Der FT zufolge hat er zahlreiche fragwürdige Trades brachial durchgedrückt, wobei er sich über die Vorschläge von Finanzberatern hinwegsetzte. Auch soll er den Verkauf von Bitcoins im Wert von Hunderten Millionen Dollar angeordnet haben, allerdings waren das Anlagen von Kunden. 24 Stunden später soll er die Bitcoins zurückgekauft haben – mit 50 Millionen Dollar Verlust.

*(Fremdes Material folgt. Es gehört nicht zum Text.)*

Issue #1812, opened 2018-08-03
Typo on ranged filters


danicatalan:
Fiilters should say **From/To** instead of **Form/To.**

![image](https://user-images.githubusercontent.com/6364153/43644811-501affe8-9730-11e8-973c-be214f59a837.png)

txau:
Fixed

OzrenMuic:
@txau this bug is still there:

![image](https://user-images.githubusercontent.com/8134850/69539874-ae721300-0f85-11ea-9d18-b12729584cea.png)

konzz:
Is not, is a matter of local traduction, that instance needs to change that label

OzrenMuic:
It is not. I've tried in few instances by adding metadata in English to the template and default label is 'Form' and not 'From'. 

Please check before closing issue.

OzrenMuic:
It is not. I've tried in few instances by adding metadata in English to the template and default label is 'Form' and not 'From'. 

Please check before closing issue.

RafaPolit:
This should be fixed by translating in the Settings -> Translations -> System section.

PR #1816, opened 2018-08-08
fix typo on Date filter label

elric-wamugu:
Fixes issue #1812 

PR checklist:
- [ ] Update READ.me ?

QA checklist:
- [ ] Test for side effects
- [ ] UI responsiveness
- [ ] Cross browser testing
- [ ] Code review


txau:
@konzz Taken a look to the code, I'm wondering why these strings are not available for translation in the translation interface?

konzz:
@txau I see them in my local instance in Settings -> Translations -> System.

txau:
@elric-olalekan actually this is more complicated than it looks like. There is bug with the translations system, these are the steps to reproduce:

1. Go to settings > translations > system
2. Look for the keys 
- Label date "From"
- Label date "to"
3. As you can see, the values are empty. If you try to feel in the values and save, it creates new entries in the translations such as:
- "Label date "From""
- "Label date "to""

So as you can see, its adding extra quotes, that keep stacking up.

So I guess we need to review how translation is handling these quotes and fix that bug so the typo can be fixed. 

With your current PR new instances will get that key right. But we need to fix this so current instances can be fixed.

Issue #1826, opened 2018-08-16
List "slider" is not working as expected if items are less than default count


RafaPolit:
When items inside the slider are less than the default count, all sorts of weird things are happening.

This has been reported here: https://git.huridata.org/huridocs-projects/albinism/issues/42

Already fixed, just creating the issue in the Uwazi repo.

PR #1827, opened 2018-08-16
Added logic for when children count is less than sliding value.

RafaPolit:
Fixes issue #1826 

PR checklist:
- [ ] Update READ.me ?

QA checklist:
- [ ] Test for side effects
- [ ] UI responsiveness
- [ ] Cross browser testing
- [ ] Code review


daneryl:
@RafaPolit fix its working fine, seems good, but i think we should test this components, there is no test at all ?

Issue #786, opened 2017-02-06
Be able to open the side panel with the metadata when a card is displayed in a page


txau:

danicatalan:
Added an image with the proposed functionality:

![screen shot 2017-02-08 at 14 54 54](https://cloud.githubusercontent.com/assets/6364153/22740083/b49717d0-ee0e-11e6-9a2e-9032aaf22f46.png)

I think this is one of the most important features in our app: the possibility to view document's metadata without enter on the document.

@txau the CSS code is already used on library, so we can start developing the functionality if we don't see any other UX implications.

PR #1837, opened 2018-08-24
ViewMetadataPanel is now loaded in pages 

konzz:
Fixes issue #786 

PR checklist:
- [ ] Update READ.me ?

QA checklist:
- [ ] Test for side effects
- [ ] UI responsiveness
- [ ] Cross browser testing
- [ ] Code review


daneryl:
@konzz 
found a couple of issues,

1.- sidepanel shows a tab to search and says "Type something in the search box to get some results.", this for where you are in the library, i think best think here will be to remove that tab ?

2.- delete or edit an entity does not change the values on the list

txau:
@daneryl @konzz if possible it would be great to have it work for the map markers as well.

Issue #1750, opened 2018-07-04
Library column switcher


danicatalan:
Implement column switcher on library:

![column switcher](https://user-images.githubusercontent.com/6364153/42289670-42ce7918-7fc1-11e8-9d25-e3865d99482b.gif)

danicatalan:
Idea: if one column, switch to table view.

PR #1845, opened 2018-08-28
1750 column switcher

RafaPolit:
Fixes issue #1750 

PR checklist:
- [ ] Update READ.me ?

QA checklist:
- [ ] Test for side effects
- [ ] UI responsiveness
- [ ] Cross browser testing
- [ ] Code review


txau:
@danicatalan @RafaPolit the feature looks great, but it collides with the map when geolocation is available. Ideally, these are the controls for the map zoom when users are in the map. Can we implement this before merging?

Issue #1909, opened 2018-09-19
Templates creation and editing routes are failing due to validation


RafaPolit:
Newly implemented route validation is failing with templates creation and editing with:
```
error: "ValidationError: child "properties" fails because ["properties" at position 0 fails because ["defaultfilter" is not allowed]]
```

RafaPolit:
This is being merged as part of #1903 develpment.

PR #1918, opened 2018-09-21
1903 pdf thumbnails

RafaPolit:
Fixes issue #1903, #1909, #1879 

PR checklist:
- [ ] Update READ.me ?

QA checklist:
- [ ] Test for side effects
- [ ] UI responsiveness
- [ ] Cross browser testing
- [ ] Code review


app/api/upload/PDF.js
```diff
@@ -28,6 +28,21 @@ export default class PDF extends EventEmitter {
...
+  async createThumbnail(documentId) {
+    let response;
+    try {
+      response = await spawn(
+        'pdftoppm',
+        ['-f', '1', '-singlefile', '-scale-to', '320', '-jpeg', this.filepath, path.join(path.dirname(this.filepath), documentId)],
+        { capture: ['stdout', 'stderr'] }
+      );
+    } catch (err) {
+      debugLog.debug(`Thumbnail creation error for: ${this.filepath}`);
```
txau: This probably needs to go into the errorLog instead?

daneryl: i think this should throw the error and let the route deal with it, it is catched there and there is a process already implemented for errors on PDF conversion [here](https://github.com/huridocs/uwazi/blob/1903-PDF-Thumbnails/app/api/upload/routes.js#L80) ?  or do we want to handle this in a diferent way because its only the thumbnail  ?

daneryl:
@RafaPolit reupload does not work for me, it changes locally after the upload but if i reload it is showing the previous file.

also we have this "error": "ValidationError: "originalname" is not allowed" when i try to download the file.

txau:
@RafaPolit I think there is also the migration missing? I think we should do a more intensive migration and activate thumbnails for all instances, otherwise this feature is going to pass unnoticed by most users.

Maybe we should make this a default for when a new document template is created as well (adding the preview field and activating it).

txau:
@RafaPolit I think we need to review the styles for some display sizes:

screenshot from 2018-09-24 12-53-35
.

txau:
@RafaPolit we need also to review the behaviour of the thumbnails with the search result snippets.

PR #1919, opened 2018-09-24
fixed typo on date range fields translation

konzz:
Fixes issue #1812 

PR checklist:
- [ ] Update READ.me ?

QA checklist:
- [ ] Test for side effects
- [ ] UI responsiveness
- [ ] Cross browser testing
- [ ] Code review


txau:
@konzz correct me if I'm wrong, but I think in this PR removing the old key is not covered? that means users are going to find two keys in the same place and won't know which to change.

More over, the problem described in the other PR (the one deleted today), explained how users could reintroduce this bug by adding template or field names with double quotes.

Mashinskys Investment-Geisterfahrten führten zu häufigen Zusammenstößen zwischen ihm und Frank van Etten, dem damaligen Chief Investment Officer von Celsius. Offenbar war Celsius-CEO von den Zinserhöhungen der Fed sehr überzeugt. Er wollte auch, dass die Mitarbeiter vorher mit dem Abbau von Risiken beginnen. Bis März 2022 bestätigte die Fed jedoch nicht, dass die Zinssätze angehoben werden würden.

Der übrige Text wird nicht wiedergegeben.